The Tampa Bay Rays and the New York Yankees used their social media accounts in a different way Thursday night. Both teams collaborated to use their Twitter accounts to tweet out facts about gun violence. In a post on the Tampa Bay Rays’ account, the team stated, “In lieu of game coverage and in collaboration with @Yankees, we will use our channels to offer facts about the impacts of gun violence. The devastating events that took place in Uvalde, Buffalo and countless other communities across our nation are tragedies that are intolerable.”
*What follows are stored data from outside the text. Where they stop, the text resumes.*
PR #1124, opened 2019-09-19
Add RelayCache

pronebird:

Git checklist:

This PR adds a relay cache that stores relays on disk that maintains a `relays.json` in a shared container on iOS. 

The `relays.json` file is automatically updated every hour upon the read access, it felt like the easiest way to keep it up to date so far because both processes (the tunnel and the GUI app) will be accessing it so there is really no central place to keep it up to date.

A shared container is supposed to be a sandbox extension for the file system and can be accessed by both processes (Tunnel and the GUI app). I utilise a file coordinator to make sure that all reads and writes are atomic across processes.

---
This change is [Reviewable](https://reviewable.io/reviews/mullvad/mullvadvpn-app/1124)

### DIFF
--- a/ios/MullvadVPN.xcodeproj/project.pbxproj
+++ b/ios/MullvadVPN.xcodeproj/project.pbxproj
@@ -42,6 +42,11 @@
 		58BFA5C022A7C8A900A6173D /* MullvadAPI.swift in Sources */ = {isa = PBXBuildFile; fileRef = 58ADDB3D227B1CD900FAFEA7 /* MullvadAPI.swift */; };
 		58BFA5C122A7C92400A6173D /* JsonRequestProcedure.swift in Sources */ = {isa = PBXBuildFile; fileRef = 58F19E30228B2AEB00C7710B /* JsonRequestProcedure.swift */; };
 		58BFA5C222A7C92900A6173D /* JsonRpc.swift in Sources */ = {isa = PBXBuildFile; fileRef = 58ADDB3B227B1BD200FAFEA7 /* JsonRpc.swift */; };
+		58BFA5C322A7C93400A6173D /* RelayList.swift in Sources */ = {isa = PBXBuildFile; fileRef = 5888AD88227B18C40051EB06 /* RelayList.swift */; };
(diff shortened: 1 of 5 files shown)


ios/MullvadVPN.xcodeproj/project.pbxproj
```diff
@@ -800,6 +813,7 @@
 				CODE_SIGN_ENTITLEMENTS = PacketTunnel/PacketTunnel.entitlements;
 				CODE_SIGN_STYLE = Automatic;
 				DEVELOPMENT_TEAM = G7CDBEG477;
+				ENABLE_BITCODE = NO;
```
pronebird: FYI had to disable bitcode because I had some issues with Go and compiling it with bitcode on.

ios/MullvadVPN/ApplicationConfiguration.swift
```diff
@@ -0,0 +1,18 @@
...
+//  ApplicationConfiguration.swift
+//  MullvadVPN
+//
+//  Created by pronebird on 05/06/2019.
+//  Copyright © 2019 Amagicom AB. All rights reserved.
+//
+
+import Foundation
+
+class ApplicationConfiguration {
```
pronebird: FYI Identifiers here are hardcoded and there is no any other way to access them at runtime.

- `securityGroupIdentifier` is used for accessing a shared container. The FileManager on iOS returns a container path for the given security group identifier. Both tunnel and the GUI app are in this security group so they both can access a shared container on the filesystem, but they need this identifier in our to fetch the right location on disk.

- `packetTunnelExtensionIdentifier` will be needed later to configure tunnels.

ios/MullvadVPN/RelayList.swift
```diff
@@ -8,27 +8,40 @@
 //
 
 import Foundation
+import Network
 
-struct RelayList: Decodable {
-    struct Country: Decodable {
+struct RelayList: Codable {
```
pronebird: FYI turned this into `Codable` because it has to be cached on disk, hence must be serialisable.

PR #1161, opened 2019-10-02
Use authentication tokens for account and wireguard keys pages.

pinkisemils:
This PR changes the GUI so that the URLs for the account and wireguard keys pages will be opened with the `token` URL parameter populated with a token received from the daemon. The net result is that the user will already be logged in when they will open these links.

---
This change is [Reviewable](https://reviewable.io/reviews/mullvad/mullvadvpn-app/1161)

### DIFF
--- a/gui/src/main/daemon-rpc.ts
+++ b/gui/src/main/daemon-rpc.ts
@@ -428,6 +428,15 @@ export class DaemonRpc {
     }
   }
 
+  public async getWwwAuthToken(): Promise<string> {
+    const response = await this.transport.send('get_www_auth_token');
+    try {
+      return validate(string, response);
+    } catch (error) {
+      throw new ResponseParseError('Invalid response from get_www_auth_token', error);
+    }
+  }
+
   public async getRelayLocations(): Promise<IRelayList> {
     const response = await this.transport.send('get_relay_locations');
     try {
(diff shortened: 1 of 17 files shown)


gui/src/main/daemon-rpc.ts
```diff
@@ -428,6 +428,15 @@ export class DaemonRpc {
     }
   }
 
+  public async getWwwAuthToken(): Promise<string> {
+    const response = await this.transport.send('get_www_auth_token');
+    try {
+      return validate(string, response);
+    } catch (error) {
+      throw new ResponseParseError('Invalid response from get_account_data', error);
```
pronebird: Typo: `get_account_data` in the comment

gui/src/renderer/app.tsx
```diff
@@ -285,6 +285,16 @@ export default class AppRenderer {
     return IpcRendererEventChannel.accountHistory.removeItem(accountToken);
   }
 
+  public async openLinkWithAuth(link: string) {
+    let token;
+    try {
+      token = await IpcRendererEventChannel.account.getWwwAuthToken();
+    } catch (e) {
+      token = '';
```
pronebird: Do we need to log errors here?

```
log.error(`Failed to get the WWW auth token: ${e.message}`)
```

Throughout the night, both teams’ accounts have shared facts like “Firearms were the leading cause of death for American children and teens in 2020,” and “Every day, more than 110 Americans are killed with guns, and more than 200 are shot and injured.” The New York Yankees’ account has over 3 million followers, and they are one of the top five most followed U.S. sports teams on Twitter. Fans were not receptive to the idea and replied to the tweets with criticism that the teams weren’t covering the game.
The sports world has started to make its voice heard in the debate over gun safety. Steve Kerr, head coach of the Golden State Warriors, recently used his time during a news conference before Game 4 of the Western Conference finals to ask, “When are we going to do something?” He slammed his fists on the table as he yelled, “I’m tired. I am so tired of getting up here and offering condolences to the devastated families that are out there. I am so tired of the — excuse, I am sorry — I am tired of the moments of silence. Enough!”
Just before tipoff of Game 5 of the Eastern Conference finals between the Boston Celtics and the Miami Heat on Wednesday night, the Heat basketball team made an announcement that urged fans to call their senators to advocate for gun reform laws.